Thermoelectric properties of electrolessly etched silicon nanowire arrays

Patterning silicon as nanowires with roughened sidewalls enhances the thermoelectric figure-of-merit ZT by order of magnitude compared to the bulk at 300 K [1]. The enhancement is mainly achieved by the remarkable reduction in the thermal conductivity below 5 W/mK at 300 K with only a negligible effect on the power factor of these nanowires. While the focus remained on understanding the implications of surface disorder on the thermal conductivity, the phonon transport effects on the Seebeck coefficient of these wires remains largely unexplored. We developed an electroless etching technique to generate nanowire arrays (NWAs) with controlled surface roughness, morphology, porosity and doping [2]. We conduct the simultaneous device-level measurements of the Seebeck coefficient and thermal conductivity of the NWAs using frequency domain techniques. We observe that nano-structuring quenches the phonon drag [3] in NWAs thereby reducing the Seebeck coefficient by $\sim$25{\%} compared to the bulk at degenerate doping levels. Further, we observe that the sidewall roughness greater than 3 nm roughness height lowers the thermal conductivity 75{\%} below the Casimir limit [4] with 10{\%} - 15{\%} increase in Seebeck coefficient.

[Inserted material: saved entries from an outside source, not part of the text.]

PR #62, opened 2023-04-04
Create a common sidebar component

luizakp:
[Linear issue](https://linear.app/bleu-llc/issue/BAL-177/create-a-common-sidebar-component)

This PR adds:
- Sidebar generic component;
- Sidebar for Metadata and DaoAdmin
- `usePoolMetadata` as PoolMetadataContext hook

https://www.loom.com/share/80d579fd65c442bbbc45d4bf9c105f42


packages/next-app/src/components/Sidebar.tsx
```diff
@@ -0,0 +1,131 @@
...
+    <div className="items-start justify-start space-y-2.5 self-stretch px-5">
+      <div className="flex items-center justify-start space-x-0 text-2xl font-medium text-gray-400">
+        <span>{name}</span>
+      </div>
+      {children}
+    </div>
+  );
+}
+
+function Content({ children }: { children: React.ReactNode }) {
```
ribeirojose, line 66: Prefer `React.PropsWithChildren`

packages/next-app/src/components/Sidebar.tsx
```diff
@@ -0,0 +1,131 @@
...
+}
+
+function Header({
+  children,
+  name,
+}: {
+  children?: React.ReactNode;
+  name: string;
+}) {
+  useSidebarContext();
```
ribeirojose, line 55: ❓

packages/next-app/src/components/Sidebar.tsx
```diff
@@ -0,0 +1,131 @@
...
+}
+
+function InputFilter({
+  placeHolder,
+  onChange,
+}: {
+  placeHolder: string;
+  onChange: (e: React.FormEvent<HTMLInputElement>) => void;
+}) {
+  useSidebarContext();
```
ribeirojose, line 87: 👀 is this supposed to be here?

packages/next-app/src/app/metadata/(components)/MetadataSidebar.tsx
```diff
@@ -0,0 +1,74 @@
...
+              onClick={() => handleSetPool(item.id)}
+            >
+              <Sidebar.Item isSelected={item.id === selectedPool}>
+                <OwnedPool
+                  isSelected={item.id === selectedPool}
+                  pool={item as Pool}
+                />
+              </Sidebar.Item>
+            </Link>
+          ))}
```
ribeirojose, line 34: Could we add a loading state here?

packages/next-app/src/app/daoadmin/(components)/DaoAdminSidebar.tsx
```diff
@@ -0,0 +1,103 @@
...
+    },
+  ];
+
+  return (
+    <Sidebar>
+      <Sidebar.Header name="DAO Actions">
+        <div className="flex justify-between">
+          <Sidebar.InputFilter
+            placeHolder="Search for DAO Action"
+            onChange={handleSearchChange}
```
ribeirojose, line 51:
```suggestion
            onChange={(e) => setQuerySearch(e.currentTarget.value)}
```

packages/next-app/src/app/daoadmin/(components)/DaoAdminSidebar.tsx
```diff
@@ -0,0 +1,103 @@
...
+          />
+          <Select
+            onValueChange={(value: string) => setSelectedFilter(value)}
+            theme={"light"}
```
ribeirojose, line 55:
```suggestion
            theme="light"
```

packages/next-app/src/app/daoadmin/(components)/DaoAdminSidebar.tsx
```diff
@@ -0,0 +1,103 @@
...
+                </SelectPrimitive.Label>
+                <SelectItem value="" theme={"light"}>
+                  No filter
+                </SelectItem>
+                {filter.options.map((option) => (
+                  <SelectItem key={option} value={option} theme={"light"}>
+                    {option}
+                  </SelectItem>
+                ))}
+              </SelectPrimitive.Group>
```
ribeirojose, line 70: Wouldn't it make sense to expose this through the Select component instead of having both here?

ribeirojose (approved):

packages/next-app/src/components/Sidebar.tsx
luizakp: I thought it was overcomplicating doing a new component just for the Header Title which has this code: 

```
<div className="flex items-center justify-start space-x-0 text-2xl font-medium text-gray-400">
    <span>{name}</span>
</div>
```

And I used the name as a props. But now thinking about it the user might not want to have a Header title, and with this I'm forcing it...

My new approach would be:

```
function Header({
  children
}: {
React.PropsWithChildren) {
  useSidebarContext();
  return (
    <div className="items-start justify-start space-y-2.5 self-stretch px-5">
      {children}
    </div>
  );
}

function HeaderTitle({
children
}:{React.PropsWithChildren}) {
useSidebarContext();
return(
  <div className="flex items-center justify-start space-x-0 text-2xl font-medium text-gray-400">
    <span>{name}</span>
  </div>
)}
```

WDYT?

packages/next-app/src/components/Sidebar.tsx
luizakp: Do you mean the `useSidebarContext();` or the `InputFilter`?  If we see `InputFilter` being applicable somewhere else then I would transfer this as a standalone component

packages/next-app/src/app/metadata/(components)/MetadataSidebar.tsx
luizakp: We currently have a loading state from the main fetch that gathers the pool data. We could pass here using context and using the loading state inside the `Sidebar` but right now I don't think it would be useful as the page is only rendered if the `poolsData` length is bigger than 0. With the current way we are doing the fetching we only update `poolsData` state when the promise is over. So there is no way the Sidebar will be rendered without the complete data

image

I agree we should have a loading state here, but for that I think we should first check if it's possible to gql to kind of parse the response into chunks and update those chunks into the `poolsData` state.

Does that make sense to you?

packages/next-app/src/components/Sidebar.tsx
ribeirojose: I mean what's the purpose of calling this hook here with no return? 🥸

packages/next-app/src/components/Sidebar.tsx
ribeirojose: I think that makes sense -- I also like this approach better than the first one!

packages/next-app/src/components/Sidebar.tsx
luizakp: aaa this hook is to make sure that sidebar sub-components cannot be used outside `<Sidebar>`

without it, you would be able to use these components everywhere without `<Sidebar>`
Sidebar.Header = Header;
Sidebar.Content = Content;
Sidebar.InputFilter = InputFilter;
Sidebar.Item = Item;

ribeirojose: And would that really be an issue in your opinion? 😅

PR #71, opened 2023-04-13
Improve write contract hooks

luizakp:
[Linear issue](https://linear.app/bleu-llc/issue/BAL-285/improve-write-contract-hooks)


packages/next-app/src/app/internalmanager/page.tsx
```diff
@@ -188,3 +153,100 @@ export default function Page() {
...
+  token: {
+    __typename?: "UserInternalBalance" | undefined;
+    token: `0x${string}`;
+    balance: string;
+  };
+  userAddress: `0x${string}`;
+  setTransaction: React.Dispatch<React.SetStateAction<ITransaction>>;
+  chain?: Chain;
+}) {
+  const [transferKind, setTransferKind] = useState<UserBalanceOpKind>();
```
mendesfabio, line 172: this sounds confusing to me since transfer is one of the operations - what about `operationKind` instead?

packages/next-app/src/app/internalmanager/page.tsx
```diff
@@ -188,3 +153,100 @@ export default function Page() {
...
+  function handleWithdraw() {
+    setTransferKind(UserBalanceOpKind.WITHDRAW_INTERNAL);
+    setTransaction((prev) => ({
+      ...prev,
+      status: TransactionStatus.WAITING_APPROVAL,
+    }));
+  }
+
+  useEffect(() => {
+    if (!data) return;
```
mendesfabio, line 194: could add `tiny-invariant` for these checks

packages/next-app/src/app/internalmanager/page.tsx
```diff
@@ -1,15 +1,26 @@
...
 import { Toast } from "#/components/Toast";
 import { impersonateWhetherDAO, pools } from "#/lib/gql";
 import { tokenDictionary } from "#/utils/getTokenInfo";
-import { writeWithdrawInternalBalance } from "#/wagmi/withdrawInternalBalance";
+import {
+  usePrepareVaultManageUserBalance,
+  useVaultManageUserBalance,
+} from "#/wagmi/generated";
+
+export enum UserBalanceOpKind {
```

The porous NWAs show thermal conductivity close to the amorphous limit of Si with enhancement in the Seebeck coefficient primarily due to the carrier depletion. References: [1] A. I. Hochbaum et al, Nature 451, 163-167 (2008). [2] K. Balasundaram et. al., Nanotechnology 23, 305304 (2012). [3] C. Herring, Phys. Rev. 96, 1163 (1954). [4] H. G. B. Casimir, Physica 5, 495 (1938).